§ **Records to process**:
%%

PR #900, opened 2016-12-12
pgsql: Double-quote value of synchronous_standby_names in rep_mode.conf

antaflos:
PostgreSQL 9.6 introduced a new syntax for specifying
synchronous_standby_names. The old syntax, used by the pgsql RA, is
still valid but PostgreSQL now treats the standby-names in
synchronous_standby_names as SQL identifiers. This means such values
need to be double-quoted since they can easily contain dashes or other
characters that are not valid in a bare SQL identifier.

See the docs for synchronous_standby_names in
https://www.postgresql.org/docs/9.6/static/runtime-config-replication.html
for confirmation and
https://www.postgresql.org/message-id/21183.1481253534%40sss.pgh.pa.us
for a short discussion.

### DIFF
--- a/heartbeat/pgsql
+++ b/heartbeat/pgsql
@@ -1493,7 +1493,7 @@ set_sync_mode() {
         ocf_log debug "$sync_node_in_conf is already sync mode."
     else
         ocf_log info "Setup $1 into sync mode."
-        runasowner -q err "echo \"synchronous_standby_names = '$1'\" > \"$REP_MODE_CONF\""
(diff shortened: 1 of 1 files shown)


kskmori:
@ytakeshita : Could you make sure that this fix is sufficient as a replacement of #867 ? Thanks!

ytakeshita:
I confirm this patch with PostgreSQL 9.5 and 9.6
I think this patch works fine and sufficify at all.
Thanks!

kskmori:
@antaflos @ytakeshita Thanks for your contribution!

PR #902, opened 2016-12-16
targetcli concurrent-safe

dmartinb:
targetcli is not concurrent-safe. Using iscsi resources in different groups and shutting down a node causes race conditions.
Basically this serializes access to targetcli via lock file.


dmuhamedagic:
On Fri, Dec 16, 2016 at 06:56:07AM -0800, dmartinb wrote:
> targetcli is not concurrent-safe.

Did you consider extending the existing approach to the
concurency issue? For instance (currently only for iet):

heartbeat/iSCSITarget:204             ocf_take_lock $LOCKFILE

dmartinb:
I see what you mean. I close this PR and I'll create another one.

PR #903, opened 2016-12-19
galera: allow names in wsrep_cluster_address to differ from pacemaker nodes' names

dciabrin:
Add a new option pcmk_host_map to the galera resource agent in case
names to be used in wsrep_cluster_address need to differ from names
used for the pacemaker nodes. (e.g. when galera names map to IP
from a specific network interface)

Option pcmk_host_map allows mapping pacemaker nodes to galera
nodes; it replicates the syntax used to set up fencing resources:

  pcmk1:node.1.galera;pcmk2:node.2.galera;pcmk3:node.3.galera

### DIFF
--- a/heartbeat/galera
+++ b/heartbeat/galera
@@ -208,10 +208,27 @@ The galera cluster address. This takes the form of:
 gcomm://node,node,node
 
 Only nodes present in this node list will be allowed to start a galera instance.
-It is expected that the galera node names listed in this address match valid
-pacemaker node names.
+The galera node names listed in this address are expected to match valid
+pacemaker node names. If both names need to differ, you must provide a
+mapping in option cluster_host_map.
 </longdesc>
 <shortdesc lang="en">Galera cluster address</shortdesc>
+<content type="string" default=""/>
+</parameter>
+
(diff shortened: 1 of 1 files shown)


heartbeat/galera
```diff
@@ -208,13 +208,30 @@ The galera cluster address. This takes the form of:
 gcomm://node,node,node
 
 Only nodes present in this node list will be allowed to start a galera instance.
-It is expected that the galera node names listed in this address match valid
-pacemaker node names.
+The galera node names listed in this address are expected to match valid
+pacemaker node names. If both names need to differ, you must provide a
+mapping in option pcmk_host_map.
```
beekhof: Aside from the concept, the pcmk_ prefix is (or should be) reserved.
Even if its the same kind of functionality, pick a different variable name :-)

beekhof:
Apart from the naming, (perhaps s/pcmk/cluster/ ?) the concept seems reasonable given that we allow cluster nodes to have different names to the machines they're running on.

heartbeat/galera
dciabrin: Oh, okay, I've just amended the commit to name option cluster_host_map.

PR #904, opened 2016-12-21
IPsrcaddr: match exact route to avoid failing

oalbrigt:


htakeda:
Hi,
It works very well.
This is fixed required for  RHEL7(CentOS7), I guess.

htakeda:
Thank you!

PR #905, opened 2016-12-21
ocf_mkstatedir: fix path check

vvidic:
Check fails due to duble slashes in string comparison.

Path /var/run/apache2 is compared with /var/run//* giving the following error in the logs:

Dec 21 13:17:53 node1 apache(apache_/etc/apache2/apache2.conf)[826]: [868]: ERROR: cannot create /var/run/apache2 (does not start with /var/run/)

### DIFF
--- a/heartbeat/ocf-shellfuncs.in
+++ b/heartbeat/ocf-shellfuncs.in
@@ -778,7 +778,7 @@ ocf_mkstatedir()
 	[ $(id -u) = 0 ] || return 1
 
 	case $path in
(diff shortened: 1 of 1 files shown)


dmuhamedagic:
On Wed, Dec 21, 2016 at 07:04:52AM -0800, Valentin Vidić wrote:
> Check fails due to duble slashes in string comparison.
> 
> Path /var/run/apache2 is compared with /var/run//* giving the following error in the logs:

Ugh.

Thanks!

PR #907, opened 2017-01-06
Revert "exportfs: fix monitor function for IPv6 addresses"

oalbrigt:
Reverts ClusterLabs/resource-agents#906


oalbrigt:
My bad. This was already fixed in https://github.com/ClusterLabs/resource-agents/pull/828

PR #912, opened 2017-01-10
Fix grammar and spelling in some resource agents

ChristophBerg:
This patch had been part of the Debian package since at least 2011.


krig:
Thanks!

PR #913, opened 2017-01-11
IPaddr2 detect duplicate IP

oalbrigt:


krig:
Could you expand on the commit message a bit more? The `arping` call isn't entirely self-explanatory - at least, I'm not sure how that works reliably.

oalbrigt:
It returns 1 if the IP is in use.

It's basically the same code used in /etc/sysconfig/network-scripts/ifup-eth on RHEL systems.

krig:
I see, thanks!

dmuhamedagic:
This is going to introduce a 4 second wait in the start action. Is the extra check worth it? Shouldn't it be optional? I can vaguely recall people reporting running umpteen (as in hundreds) IP addresses.

Otherwise, we should also add 'check_binary arping'.

oalbrigt:
I've now added a run_arping parameter to be able to disable the check, and it also uses have_binary so it doesnt try to run the check if arping isnt available.

dmuhamedagic:
On Wed, Jan 18, 2017 at 04:36:54AM -0800, Oyvind Albrigtsen wrote:
> I've now added a run_arping parameter to be able to disable the check, and it also uses have_binary so it doesnt try to run the check if arping isnt available.

Great!

But I think that the default should be not to run the check, lest
we surprise people with the delay. It would be a regression of a
kind.

Then, if the run_arping is set to true and arping not available,
the RA should say OCF_ERR_INSTALLED.

oalbrigt:
I've updated it to default to false and check_binary if it's true.

PR #1532, opened 2020-07-10
Filesystem: Support whitespace in device or directory name

nrwahl2:
Whitespace in a device name (e.g., a CIFS share) or a directory name
breaks resource operations.

One issue is that many of the variable occurrences aren't quoted, so a
string containing whitespace is split into multiple tokens. This is a
problem when the string meant to be passed as a single argument to a
function (e.g., `list_submounts()`).

Another issue involves the parsing of `list_mounts()` output.
`list_mounts()` can pull data from `/proc/mounts`, `/etc/mtab`, or the
`mount` command. `/proc/mounts` and `/etc/mtab` represent spaces within
a field as octal `\040` strings, while `mount` represents them as
literal space characters.

`list_mounts()` had to be modified to output the mount list as three
distinct fields ((`device`, `mountpoint`, `fstype`), separated by tab
characters) regardless of the data source. Parsers of `list_mounts()`
were modified to use tabs as field delimiters.

The for loop in `Filesystem_stop()` also had to become a while loop to
read line-by-line irrespective of spaces. A for loop splits on spaces.

This patch also includes some minor syntax changes for portability.

Resolves: RHBZ#1624591

### DIFF
--- a/heartbeat/Filesystem
+++ b/heartbeat/Filesystem
@@ -90,7 +90,7 @@ fi
 : ${OCF_RESKEY_force_unmount=${OCF_RESKEY_force_unmount_default}}
 
 # Variables used by multiple methods
-HOSTOS=`uname`
+HOSTOS=$(uname)
 TAB='	'
 
 # The status file is going to an extra directory, by default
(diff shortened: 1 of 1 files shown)


oalbrigt:
LGTM. Thanks.

PR #1539, opened 2020-08-12
filesystem: mmap search not specific enough

kermat:
The grep command that populates mmap_procs is too unspecific, and will
return false positives from /usr or /etc if you attempt to manage
mount points named /u or /e, respectively.


oalbrigt:
ok to test

oalbrigt:
LGTM. Thanks.

PR #1540, opened 2020-08-19
gcp-vpc-move-vip: Fix sort for list of dicts in python3

nrwahl2:
python2 sorts a list of dicts of `{'ipCidrRange': <alias>}` correctly by
default. python3 fails with a TypeError:

`TypeError: '<' not supported between instances of 'dict' and 'dict'`

Fix this by using the key parameter of sorted(). python2 also supports
this.


oalbrigt:
LGTM. Thanks.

%%

§ **What this task involves**: Every line of the listing above that includes "ytakeshita" should be copied out.

§ **Task answer**:
@ytakeshita : Could you make sure that this fix is sufficient as a replacement of #867 ? Thanks!
ytakeshita:
@antaflos @ytakeshita Thanks for your contribution!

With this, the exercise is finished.